After 10 months, it felt nice that someone had remembered the book again, and said nice things about it too. No, the review was anything but flattering. But it spoke the truth -- something I value more than just praise. Here is the review: please read it.

Chai, Chai may have a few firsts and pluses to its credit, but it is also true that it isn't the best Indian travel book ever written. In fact I would rewrite most of it if I had a chance now -- a chance I hope to avail of at a later stage. The best Indian travelogue, as the reviewer says, is yet to come. And that's where hope lies for people like me.

But what really made my morning was the reviewer's thought: "This is Ghosh's first book and I get the feeling that as he writes more, he will add that edge and depth to his existing narrative skills. We may yet see the first great Indian travelogue coming from Bishwanath Ghosh." How many, really, make that allowance for you? I owe the reviewer one good book.

Thursday, July 01, 2010

Looking At Life In The Time Of Football And Fever

Today is July 1. I can hear the referee's whistle. It's half time. Six months from now, another knock-out match will be over. The scorekeepers will add one more year to the life lived, or subtract a year from your lifetime -- whichever way you choose to look at it. The score is either 1-0, or 0-1. You are the one who wins, you are the one who loses.

The question is how often do you win and how often do you lose?

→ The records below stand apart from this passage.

PR #1152, opened 2026-08-22
🔬 CONTROL: ccache with equal save policy

marcelwa:
Control for the #1150 vs #1151 comparison — not for merge. #1150 saves only from `main`, #1151 saves every run; that asymmetry alone could explain 42% vs 85% hits. This is #1150 with the same save policy as #1151.

### DIFF
--- a/.github/workflows/codeql.yml
+++ b/.github/workflows/codeql.yml
@@ -84,7 +84,11 @@ jobs:
         with:
           key: "codeql-ubuntu-24.04-clang++-17"
           variant: ccache
-          save: true
+          # Only `main` writes, so a pull request restores main's cache without
+          # adding an entry of its own. Every job saving 400-700 MB on every push
+          # had the repository sitting at 10.19 GB against GitHub's 10 GB limit,
+          # evicting caches faster than they could be reused.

Whether you want to enter the new year on a losing or a winning note, today is the day to strategise. Six months have gone past, so what? -- another six months are left to make up and maybe even score the winning goal. But when the opponent team is Life, which always has a trick up its sleeve to mindfuck you, even the best of strategies may not work. The idea, I guess, is to lie low and defend your goalpost till the last minute, and just when Life is caught napping, score a big one.

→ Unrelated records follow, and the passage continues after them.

PR #1163, opened 2026-08-25
⬆️👷 Bump the pinned Z3 version to 4.14.1 and enable Z3 on ARM

marcelwa:
## Description

Two related commits, kept together because each one alone costs a full CI run.

### 1. Bump the pinned Z3 version to 4.14.1

The pin had drifted since December 2024 — Renovate does not manage it. Updated in ten workflows (`Z3_VERSION`) and in the `Dockerfile` (`z3-solver==`):

`codeql.yml`, `cpp-coverage.yml`, `cpp-experiments.yml`, `cpp-linter.yml`, `cpp-tests-macos.yml`, `cpp-tests-ubuntu.yml`, `cpp-tests-windows.yml`, `docstrings.yml`, `packaging-wheels.yml`, `python-tests.yml`

**Why not 5.1.0**, the actual latest — `cda-tum/setup-z3` resolves it fine, but:

| Z3 | Linux x64 asset | requires |
|---|---|---|
| 4.13.4 (before) | `x64-glibc-2.35` | `GLIBC_2.34`, `GLIBCXX_3.4.30` |
| **4.14.1 (this PR)** | `x64-glibc-2.35` | `GLIBC_2.34`, `GLIBCXX_3.4.30` |
| 4.15.0 – 5.1.0 | `x64-glibc-2.39` | `GLIBC_2.38`, `GLIBCXX_3.4.32` |

(from `objdump -T bin/libz3.so` on the downloaded release archives)

The `ubuntu-22.04` / `g++-11` entry in the `🐧 Test` matrix — deliberately the oldest supported combination — ships glibc 2.35, so anything from 4.15.0 on fails to link there. `cpp-tests-ubuntu.yml` records that ceiling next to the pin. The `z3++.h` surface *fiction* uses is unchanged between 4.13.4 and 4.14.1.

### 2. Enable Z3 on ARM

**CI.** The comment *"Z3 has no ARM build in `cda-tum/setup-z3`"* was wrong — `z3-4.14.1-arm64-glibc-2.34.zip` needs only `GLIBC_2.34` / `GLIBCXX_3.4.29`, well under what `ubuntu-24.04-arm` provides. The `-DFICTION_Z3=OFF` override and the step's `if:` guard are gone, so both ARM legs now exercise the exact solver. Dropping the hardcoded `platform: linux` / `architecture: x64` lets the action detect the host, matching what the macOS and Windows jobs already do. `EXTRA_CMAKE_ARGS` had no other writer and is removed with it.

**CD / wheels.** `pyproject.toml` already sets `FICTION_Z3 = "ON"` unconditionally — there was no ARM override to lift. The ARM wheel was nevertheless getting Z3 the slow way:

| job (run 32904441730) | `before_all` = `pip install z3-solver>=4.8.5` |
|---|---|
| `🛞 ubuntu-24.04` | **2.39 s** — installs a wheel |
| `🛞 ubuntu-24.04-arm` | **1152.82 s** — compiles Z3 from source |

Every `z3-solver` aarch64 wheel on PyPI is tagged `manylinux_2_34` or `manylinux_2_38`; none installs in cibuildwheel's default `manylinux_2_28_aarch64`, so pip falls back to the sdist. Two changes fix it:

- `manylinux-aarch64-image = "manylinux_2_34"` — the oldest image that can install one. `x86_64` stays on `manylinux_2_28`, so the [ALPHA caveat](https://github.com/pypa/manylinux/issues/1725) on `manylinux_2_34`, which is about the x86-64-v2 baseline of RHEL 9 derivatives, does not apply.
- `before-all` pins `z3-solver==4.14.1` instead of flooring at `>=4.8.5`. The pin is load-bearing, not cosmetic: pip ranks candidates by version *before* it prefers a wheel over an sdist, so a bare floor picks the newest release's sdist over an installable older wheel and source-builds regardless of the image. It also puts the wheels on the same Z3 as CI and the `Dockerfile`.

Consequence: the published `aarch64` wheel requires glibc 2.34 — Ubuntu 22.04+, Debian 12+, RHEL 9+ — which is the oldest distribution *fiction* supports in CI anyway. Verified by resolving against the full compatible tag set for each container:

```
aarch64 / manylinux_2_34 / ==4.14.1  ->  z3_solver-4.14.1.0-py3-none-manylinux_2_34_aarch64.whl
x86_64  / manylinux_2_28 / ==4.14.1  ->  z3_solver-4.14.1.0-py3-none-manylinux_2_17_x86_64.manylinux2014_x86_64.whl
```

`[project] dependencies` keeps the runtime floor `main` set in #1162 (`z3-solver>=4.10.2`), which is unrelated to the `before-all` pin — the former is what a user resolves against, the latter is what the wheel is built with. `🐍 Test` exercises the floor.

### Merged with `main`

#1162 landed after this branch opened and overlaps it. `python-minimums.yml` is gone, so the `Z3_VERSION` bump moved to `python-tests.yml`, which replaces it — that file already leaves `platform`/`architecture` at their `host` default, so its `ubuntu-24.04-arm` leg picks up the `arm64` archive with no further change. The changelog keeps the rewritten `**Breaking:**` bullet from `main` and restates the wheel entry against 4.10.2.

Both changes are exercised by this PR's own CI — `🐧 Test (ubuntu-24.04-arm, …)` and `🐍 Packaging (ubuntu-24.04-arm)` run here, not only on release.

## Checklist:

## Summary by CodeRabbit

* **Chores**
  * Updated the Z3 solver used across development, testing, analysis, documentation, packaging, and container environments to version 4.14.1.
  * Improved ARM-based C++ test support by enabling standard solver configuration.
  * Updated Linux ARM wheel builds and documented platform compatibility details.

* **Documentation**
  * Clarified supported solver versions, cross-platform testing, Linux wheel configuration, and ABI testing behavior.


marcelwa:
## Fixes Applied Successfully

Fixed 1 file based on 1 unresolved review comment.

**Files modified:**
- `docs/changelog.rst`

**Commit:** `5629bf31`

Applied with one deviation from the proposed wording, so flagging it here rather than silently: the suggestion kept the *"otherwise no `z3-solver` wheel is installable and the build compiles Z3 from source"* clause, which lands the entry at 340 characters against the 350 ceiling in `docs/AGENTS.md`. That file also says rationale belongs in a code comment at the site it applies to, or in the pull request — and this rationale is already in the `before-all` comment in `pyproject.toml` and in the PR description. Dropping it gets the entry to two sentences and 257 characters while keeping the explicit glibc 2.34 requirement the review asked to preserve.

The latest autofix changes are on the `bump-z3-version` branch.

marcelwa:
## Review round 2 — no changes applied

One unresolved comment, skipped as not valid. No commit this round.

**`docs/changelog.rst:186-188` — "Correct the previous floor in the changelog"** (🟡 Minor)

The suggestion is to change `raised the declared z3-solver floor from 4.8.0 to 4.10.2` so it reads `from 4.8.5`. The `4.8.0` is correct and the change would introduce an error.

`Unreleased` records the delta since the last release, and `v0.7.0` shipped `z3-solver>=4.8.0`:

```console
$ git show v0.7.0:pyproject.toml | grep z3-solver
    "z3-solver>=4.8.0"
```

4.8.5 was an intermediate value inside this same unreleased cycle — #1144 raised 4.8.0 → 4.8.5 on 2026-08-21, #1162 raised 4.8.5 → 4.10.2 on 2026-08-26, both after `v0.7.0` on 2026-07-31. No release ever declared 4.8.5, so collapsing the cycle to `4.8.0 → 4.10.2` is what the entry should say.

The `4.8.5` in the `pyproject.toml` comment refers to the bound before *that commit*, not before the last release, which is where the inference went wrong.

This entry also predates this branch — it came in with #1162 and the merge preserved it verbatim.

Leaving the thread open rather than resolving it, in case a maintainer reads the convention differently.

Last year I won, 2-1. In the first half, I achieved something I had always dreamt of: finishing a manuscript of 64,000 words and sending it off to the publisher. Till then, I hadn't written pieces longer than 2,500 words. But as soon as the second half began, my mother died. Minutes before the final whistle went off, however, the book scored a goal on my behalf by going into second reprint. So 2-1.

This year, the game began under the shadow of the terrible goal that Life had scored against me in 2009. My team, even though playing well enough all this while to defend its goalpost, is still licking the wounds from that nasty goal. Even when I recently went to Coonoor, breathing and sleeping in the fresh mountain air amid pin-drop silence, I dreamt about my mother on most nights that I was there.

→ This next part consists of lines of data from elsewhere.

PR #1666, opened 2026-05-18
MS-1411 Use timestamp model for last location time

luhmirin-s:
[JIRA ticket](https://simprints.atlassian.net/browse/MS-1411)

### Notable changes

* As per last-minute suggestion, changing last location time from long to timestamp model.
* Also noticed that the time was not being sent to the API all together, fixed that as well.

### Testing guidance

* Run several sessions before installing the changes, do not up-sync data
* Install changes
* Run couple more sessions and trigger the upsync - there should be no errors

### Additional work checklist

### DIFF
--- a/feature/setup/src/main/java/com/simprints/feature/setup/location/LocationManager.kt
+++ b/feature/setup/src/main/java/com/simprints/feature/setup/location/LocationManager.kt
@@ -5,6 +5,7 @@ import android.content.Context
 import com.google.android.gms.location.LocationServices
 import com.google.android.gms.location.Priority
 import com.google.android.gms.tasks.CancellationTokenSource
+import com.simprints.core.tools.time.Timestamp
 import com.simprints.infra.config.store.ConfigRepository
 import com.simprints.infra.config.store.models.experimental
 import com.simprints.infra.events.event.domain.models.scope.Location
@@ -15,6 +16,8 @@ import kotlinx.coroutines.flow.Flow
 import kotlinx.coroutines.flow.flow
 import kotlinx.coroutines.tasks.await
 import javax.inject.Inject
+import kotlin.time.DurationUnit
+import kotlin.time.toDuration
 
 internal class LocationManager @Inject constructor(
     @param:ApplicationContext val ctx: Context,
@@ -44,7 +47,11 @@ internal class LocationManager @Inject constructor(
                     Location(
                         latitude = lastLocation.latitude,
                         longitude = lastLocation.longitude,
-                        lastLocationTime = lastLocation.time,
+                        lastLocationTime = Timestamp(
+                            ms = lastLocation.time,
+                            isTrustworthy = false,
+                            msSinceBoot = lastLocation.elapsedRealtimeNanos.toDuration(DurationUnit.NANOSECONDS).inWholeMilliseconds,
+                        ),
                     ),
                 )
             }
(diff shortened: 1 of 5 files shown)


infra/events/src/main/java/com/simprints/infra/events/event/domain/models/scope/Location.kt
```diff
@@ -1,14 +1,15 @@
...
+import com.simprints.core.tools.time.Timestamp
 import kotlinx.serialization.Serializable
 
 @Keep
 @Serializable
 data class Location(
     var latitude: Double = 0.0,
     var longitude: Double = 0.0,
-    val lastLocationTime: Long? = null,
+    val lastLocationTime: Timestamp? = null,
```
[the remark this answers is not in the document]
luhmirin-s: This might break for developers, but the field was only added in this version so it should not affect any real users.

feature/setup/src/main/java/com/simprints/feature/setup/location/LocationManager.kt
```diff
@@ -44,7 +47,11 @@ internal class LocationManager @Inject constructor(
                     Location(
                         latitude = lastLocation.latitude,
                         longitude = lastLocation.longitude,
-                        lastLocationTime = lastLocation.time,
+                        lastLocationTime = Timestamp(
+                            ms = lastLocation.time,
+                            isTrustworthy = false,
+                            msSinceBoot = lastLocation.elapsedRealtimeNanos.toDuration(DurationUnit.NANOSECONDS).inWholeMilliseconds,
```
BurningAXE, line 53: I guess the answer is yes but is that really the most efficient way to get it to milliseconds?

feature/setup/src/main/java/com/simprints/feature/setup/location/LocationManager.kt
```diff
@@ -44,7 +47,11 @@ internal class LocationManager @Inject constructor(
                     Location(
                         latitude = lastLocation.latitude,
                         longitude = lastLocation.longitude,
-                        lastLocationTime = lastLocation.time,
+                        lastLocationTime = Timestamp(
+                            ms = lastLocation.time,
+                            isTrustworthy = false,
```
BurningAXE, line 52: Apart from being uniform with other timestamps, is there any value in using Timestamp if it's always going to be untrustworthy?

BurningAXE (approved):

feature/setup/src/main/java/com/simprints/feature/setup/location/LocationManager.kt
luhmirin-s: As described by Etienne in the design doc comment - even if not fully trustworthy, the additional "msSinceBoot" can be useful and makes it more trustworthy than just a timestamp.

feature/setup/src/main/java/com/simprints/feature/setup/location/LocationManager.kt
luhmirin-s: The most efficient would be to call `lastLocation.elapsedRealtime`, but that is only available from API30-something. 
Division by "NANOSECONDS_IN_MS" constant would also work, but this feels safer since I don't need to do the math myself. Performance difference is non-existent.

The dreams were hardly pleasant ones. We, mother and I, were constantly fighting in them -- arguing with each other, shouting at each other. This is what happened in real life too while she was alive: we were always fighting -- the fight that happens when you love and care too much for each other. You sulk and wait for the other person to call, and then you make up only to fight all over again over something really silly.

So the wound that devastating goal from Life had inflicted on me is yet to heal entirely. It is not easy to get over her death when we had been a close-knit family of four for the past four decades. The empty seat in the audience, whose occupant would have otherwise cheered me, is distracting me time and again.

Today, during half time, as I get a breather, I resolve not to look at that chair in the second half and focus of scoring a few winning goals. Maybe after I win, I would go and prostrate before the chair. Let's see how it goes. The second half has just begun.

Today was not the day to have written a post. I am running high temperature and coughing like crazy. I can feel flames erupting out of my skin. Ideally, I should have been in bed by now, after swallowing a Dolo 650 and a spoonful of cough syrup. But I am also my own coach, and how can the coach disappear during half time? So I poured myself a drink instead, and decided to give myself a peptalk.